Assigned task >>
Return the run of lines below that opens with the line containing "maybe we can" and closes with the line containing "cdietrich: i dont", keeping each one exact.

Data listing >>
•••••

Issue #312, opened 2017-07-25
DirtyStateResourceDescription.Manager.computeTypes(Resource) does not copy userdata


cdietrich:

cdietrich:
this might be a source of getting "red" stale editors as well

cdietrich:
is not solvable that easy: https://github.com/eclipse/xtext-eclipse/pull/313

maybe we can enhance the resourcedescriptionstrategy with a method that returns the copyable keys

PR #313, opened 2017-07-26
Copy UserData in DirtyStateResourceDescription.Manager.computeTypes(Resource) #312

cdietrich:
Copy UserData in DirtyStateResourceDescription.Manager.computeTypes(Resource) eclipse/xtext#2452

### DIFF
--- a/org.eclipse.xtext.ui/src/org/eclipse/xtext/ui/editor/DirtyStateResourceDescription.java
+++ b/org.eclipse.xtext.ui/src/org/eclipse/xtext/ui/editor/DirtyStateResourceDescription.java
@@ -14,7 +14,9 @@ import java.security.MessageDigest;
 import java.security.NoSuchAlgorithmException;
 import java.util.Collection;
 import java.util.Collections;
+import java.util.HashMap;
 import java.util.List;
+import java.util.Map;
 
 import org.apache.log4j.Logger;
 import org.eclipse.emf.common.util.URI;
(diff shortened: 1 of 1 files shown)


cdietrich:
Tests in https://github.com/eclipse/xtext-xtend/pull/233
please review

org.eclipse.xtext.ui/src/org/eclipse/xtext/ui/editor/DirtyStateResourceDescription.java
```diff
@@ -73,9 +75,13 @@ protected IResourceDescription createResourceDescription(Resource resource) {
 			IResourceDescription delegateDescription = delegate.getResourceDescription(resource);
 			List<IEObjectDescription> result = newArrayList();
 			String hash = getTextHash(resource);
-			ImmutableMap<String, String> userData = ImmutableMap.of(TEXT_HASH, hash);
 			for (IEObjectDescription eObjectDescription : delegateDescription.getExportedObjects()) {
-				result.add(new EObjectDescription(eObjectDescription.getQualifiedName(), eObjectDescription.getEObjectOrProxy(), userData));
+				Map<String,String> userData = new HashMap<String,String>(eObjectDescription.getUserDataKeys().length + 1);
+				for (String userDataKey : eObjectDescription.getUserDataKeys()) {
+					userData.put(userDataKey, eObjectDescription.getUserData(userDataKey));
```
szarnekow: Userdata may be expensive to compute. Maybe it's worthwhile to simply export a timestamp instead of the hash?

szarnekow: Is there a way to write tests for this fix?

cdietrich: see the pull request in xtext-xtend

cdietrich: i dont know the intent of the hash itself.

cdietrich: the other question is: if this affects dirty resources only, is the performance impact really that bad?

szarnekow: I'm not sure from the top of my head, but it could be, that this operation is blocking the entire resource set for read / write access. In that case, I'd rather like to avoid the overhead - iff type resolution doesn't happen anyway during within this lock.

•••••

Answer area >>
maybe we can enhance the resourcedescriptionstrategy with a method that returns the copyable keys

PR #313, opened 2017-07-26
Copy UserData in DirtyStateResourceDescription.Manager.computeTypes(Resource) #312

cdietrich:
Copy UserData in DirtyStateResourceDescription.Manager.computeTypes(Resource) eclipse/xtext#2452

### DIFF
--- a/org.eclipse.xtext.ui/src/org/eclipse/xtext/ui/editor/DirtyStateResourceDescription.java
+++ b/org.eclipse.xtext.ui/src/org/eclipse/xtext/ui/editor/DirtyStateResourceDescription.java
@@ -14,7 +14,9 @@ import java.security.MessageDigest;
 import java.security.NoSuchAlgorithmException;
 import java.util.Collection;
 import java.util.Collections;
+import java.util.HashMap;
 import java.util.List;
+import java.util.Map;
 
 import org.apache.log4j.Logger;
 import org.eclipse.emf.common.util.URI;
(diff shortened: 1 of 1 files shown)


cdietrich:
Tests in https://github.com/eclipse/xtext-xtend/pull/233
please review

org.eclipse.xtext.ui/src/org/eclipse/xtext/ui/editor/DirtyStateResourceDescription.java
```diff
@@ -73,9 +75,13 @@ protected IResourceDescription createResourceDescription(Resource resource) {
 			IResourceDescription delegateDescription = delegate.getResourceDescription(resource);
 			List<IEObjectDescription> result = newArrayList();
 			String hash = getTextHash(resource);
-			ImmutableMap<String, String> userData = ImmutableMap.of(TEXT_HASH, hash);
 			for (IEObjectDescription eObjectDescription : delegateDescription.getExportedObjects()) {
-				result.add(new EObjectDescription(eObjectDescription.getQualifiedName(), eObjectDescription.getEObjectOrProxy(), userData));
+				Map<String,String> userData = new HashMap<String,String>(eObjectDescription.getUserDataKeys().length + 1);
+				for (String userDataKey : eObjectDescription.getUserDataKeys()) {
+					userData.put(userDataKey, eObjectDescription.getUserData(userDataKey));
```
szarnekow: Userdata may be expensive to compute. Maybe it's worthwhile to simply export a timestamp instead of the hash?

szarnekow: Is there a way to write tests for this fix?

cdietrich: see the pull request in xtext-xtend

cdietrich: i dont know the intent of the hash itself.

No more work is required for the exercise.